High-performance computing is transitioning from being firmly in the realm of science and some compute-heavy commercial uses like engineering simulations and oil exploration to a more widespread application by enterprises as they increasingly employ data analytics to make business decisions based on enormous amounts of data they now have access to and find ways to integrate AI capabilities into their technology infrastructure. By all accounts, enterprises are only starting to scratch the surface of the possibilities in big data analytics and AI, meaning their demand for the kind of supercomputing horsepower traditionally reserved for genome sequencing, weather-pattern analysis, or complex aerodynamics simulations for aircraft design will only grow.
As Microsoft and its rivals try to get more and more enterprise workloads into their cloud data centers, they’ve been steadily increasing the raw computing muscle their cloud services can provide. Those efforts have included deploying the latest and most powerful Intel CPUs to power cloud VMs as soon as Intel can make them, deploying and offering GPUs as a service, FPGAs (in Microsoft’s case), and custom chips designed specifically for AIworkloads (in Google’s case).
Installing Cray supercomputers inside Microsoft’s data centers and offering access to them in the cloud, on the same network as Azure, is the latest of those efforts. The plan is to offer the horsepower of Cray XC and Cray CS supercomputers with attached Cray ClusterStor storage systems “for customer-specific provisioning in select Microsoft Azure data centers,” the announcement read.

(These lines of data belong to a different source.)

PR #5162, opened 2016-04-13
Copy page with overwrite url cause maximum recursion depth exceeded in get_available_slug

idogrosberg:


yakky:
I think we definitely needs a test here and / or more context regarding the original error.
It should not be required to reset path when copying a page, it might be some underlying tree error and resetting the path may fix the symptom but not the cause

idogrosberg:
Currently when trying to copy page with overwrite url got this traceback:
https://gist.github.com/idogrosberg/bf4a448d9779579095091f2259364d66

This recursion loop happens because it fails on `is_valid_slug` because there already a title with that path (overwrite url), and we continue calling the function `get_available_slug` without any change.

I think its reasonable that if we got a page with overwrite url and we want to copy it, we should assign new overwrite url either way.

czpython:
Closing as duplicate of https://github.com/divio/django-cms/issues/5311.

PR #5166, opened 2016-04-14
Address security concerns relating to render_model, et al and mark_safe

mkoistinen:


GaretJax:
LGTM, this follows what we discussed on Friday. Nonetheless, somebody from the CMS team shall have a look at this.

(I have the impression that there is a lot of duplicated code in this part of the codebase)

PR #5168, opened 2016-04-17
Address security concerns in render_model* tags

mkoistinen:


GaretJax:
See #5166

stefanfoulis:
@mkoistinen technically LGTM.
I'd try to avoid introducing a new way of describing the problem in the setting name. ``CMS_UNESCAPED_RENDER_MODEL_TAGS`` is not exactly the thing I'd look for when dealing with a problem that is dominated by the term ``mark_safe``.
How about calling it ``CMS_RENDER_MODEL_TAGS_WITH_MARK_SAFE`` or 
``CMS_RENDER_MODEL_TAGS_WITH_MARK_SAFE_BY_DEFAULT``?

stefanfoulis:
@mkoistinen does this implementation also support this notation?
``{% render_model_block mymodel "myfield" mark_safe=False %}``

FinalAngel:
what is the implication if I do {% render_model_block mymodel "myfield" "" "" "safe" %} ?

mkoistinen:
@stefanfoulis re: `CMS_RENDER_MODEL_TAGS_WITH_MARK_SAFE`, that sounds like a safe thing to leave set to True, whereas `CMS_UNESCAPED_RENDER_MODEL_TAGS` sounds unsafe.

I don't think this implementation supports "kwargs" style parameters. I'm not sure its possible without overhauling these template tags.

yakky:
@mkoistinen why adding "mark_safe" when you can use the ``filters`` argument for this?

stefanfoulis:
re ``{% render_model_block mymodel "myfield" mark_safe=False %}``: the reason I'd like it to be possible to explicitly say: "don't mark_safe!" even if ``CMS_UNESCAPED_RENDER_MODEL_TAGS=True`` is so that someone can already fix a template to do the secure thing, even if the global setting in a project is still the insecure option.

yakky:
IIRC classy tags does not support that syntax, but I might be wrong
You can achieve that with ``{% render_model_block mymodel "myfield" "" "" "escape" %} ``

stefanfoulis:
@yakky ok 👍 (``"escape"``)

cms/templatetags/cms_tags.py
```diff
@@ -1058,7 +1064,10 @@ def render_tag(self, context, **kwargs):
         context.push()
         template = self.get_template(context, **kwargs)
         data = self.get_context(context, **kwargs)
-        data['content'] = mark_safe(kwargs['nodelist'].render(data))
+        if get_cms_setting('UNESCAPED_RENDER_MODEL_TAGS'):
```
yakky: @mkoistinen have you considered encapsulating this if to make the code more maintenable?

mkoistinen: Thanks, @yakky turns out, we only need this in one place anyway. =)

cms/templatetags/cms_tags.py
```diff
@@ -1058,7 +1061,7 @@ def render_tag(self, context, **kwargs):
         context.push()
         template = self.get_template(context, **kwargs)
         data = self.get_context(context, **kwargs)
-        data['content'] = mark_safe(kwargs['nodelist'].render(data))
```
czpython: should this not respect the setting? or does it only apply to render_model?

yakky: CMSEditableObjectAdd will only add the cms frontend editor markup, it does not render any user content thus we can just skip it

docs/reference/configuration.rst
```diff
@@ -643,6 +643,33 @@ The path to the media root of the cms media files.
...
+    True
+
+.. warning::
+    In this version of django CMS, this setting has a default value of
+    ``True`` to provide behavior consistent with previous releases.
+    However, all developers are encouraged to set this value to ``False`` to
+    help prevent a range of security vulnerabilities stemming from
+    HTML, Javascript, and CSS Code Injection.
+
+.. important::
```
yakky: Advise here that when removed, the behavior will be the opposite of the current default

yakky:
LGTM

czpython:
Ok to merge

PR #5779, opened 2016-11-26
Fixed #5778 -- Don't set cache when cms_edit is True on session.

### LINKED ISSUE #5778: Cache can be set with the toolbar on in certain cases
When `CMS_TOOLBAR_ANONYMOUS_ON` is set to `True`, a user can pass the ?edit GET parameter to display the toolbar but when `CMS_PAGE_CACHE` is enabled, the cms will cache the entire page content including the toolbar. Note that this doesn't happen as soon as ?edit is passed, it will only happen if ?edit is passed and then the same user (same session) requests the page without the ?edit.

czpython:
Fixed #5778


FinalAngel:
@yakky is that also okay for you?

PR #5780, opened 2016-11-26
Fixed #5037 -- Add a simple helper text for inherit placeholder in structure mode.

### LINKED ISSUE #5037: Inherit placeholders should has icon at structure mode

gkmngrgn:
(#5037)

issue-5037

### DIFF
--- a/cms/plugin_rendering.py
+++ b/cms/plugin_rendering.py
@@ -262,6 +262,7 @@ class ContentRenderer(object):
             page=current_page,
             editable=True,
             nodelist=nodelist,
+            inherit=inherit
         )
 
         # don't display inherited plugins in edit mode, so that the user doesn't
@@ -283,6 +284,7 @@ class ContentRenderer(object):
                 page=page,
                 nodelist=None,
                 editable=False,
+                inherit=inherit
             )
 
             if inherited_content:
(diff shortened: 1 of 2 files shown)


cms/plugin_rendering.py
```diff
@@ -481,6 +483,7 @@ def _render_page_placeholder(self, context, slot, page, editable=True, nodelist=
                 return nodelist.render(context)
             return ''
 
+        placeholder.is_inherit = inherit
```
czpython: I'm -1 on this as we're trying to avoid these on-demand attributes.
We would have to check what is the best way to pass this information

cms/templates/cms/toolbar/dragbar.html
```diff
@@ -25,6 +25,7 @@
 
     <div class="cms-dragbar-title">
         {{ placeholder.get_label }}
+        {% if placeholder.is_inherit %}<small>{% trans "Inherit Placeholder" %}</small>{% endif %}
```
czpython: I would like to keep consistency with the other placeholder types, as https://github.com/divio/django-cms/issues/5037 suggests we should just display an icon instead of text.

czpython:
Hello @gkmngrgn,
Thanks for this patch.

As suggested in the requested changes, I would like to stick to an icon instead of text to keep consistency.

cms/templates/cms/toolbar/dragbar.html
gkmngrgn: @czpython You're right. I can use the same pin icon like the static placeholders, and additionally we can add a tooltip about the placeholder is inherit. Does it make sense?

czpython: Yes I'm ok with this, would like to get @FinalAngel and @yakky involved.

FinalAngel:
I'd also prefer to stick to an icon, something like http://fontawesome.io/icon/sitemap/

czpython:
Closed by https://github.com/divio/django-cms/pull/5996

“Customer-specific provisioning” appears to mean that Cray and Microsoft will deploy the systems for customers on a case-by-case basis, rather than having supercomputers online, ready to be used at a credit card swipe’s notice. According to Cray’s website, the company will customize fully managed systems for Azure clients.
The systems will be connected directly to the Azure network and integrate with other Azure services, such as virtual machines, Data Lake storage, the Microsoft AI platform, and Azure machine learning services.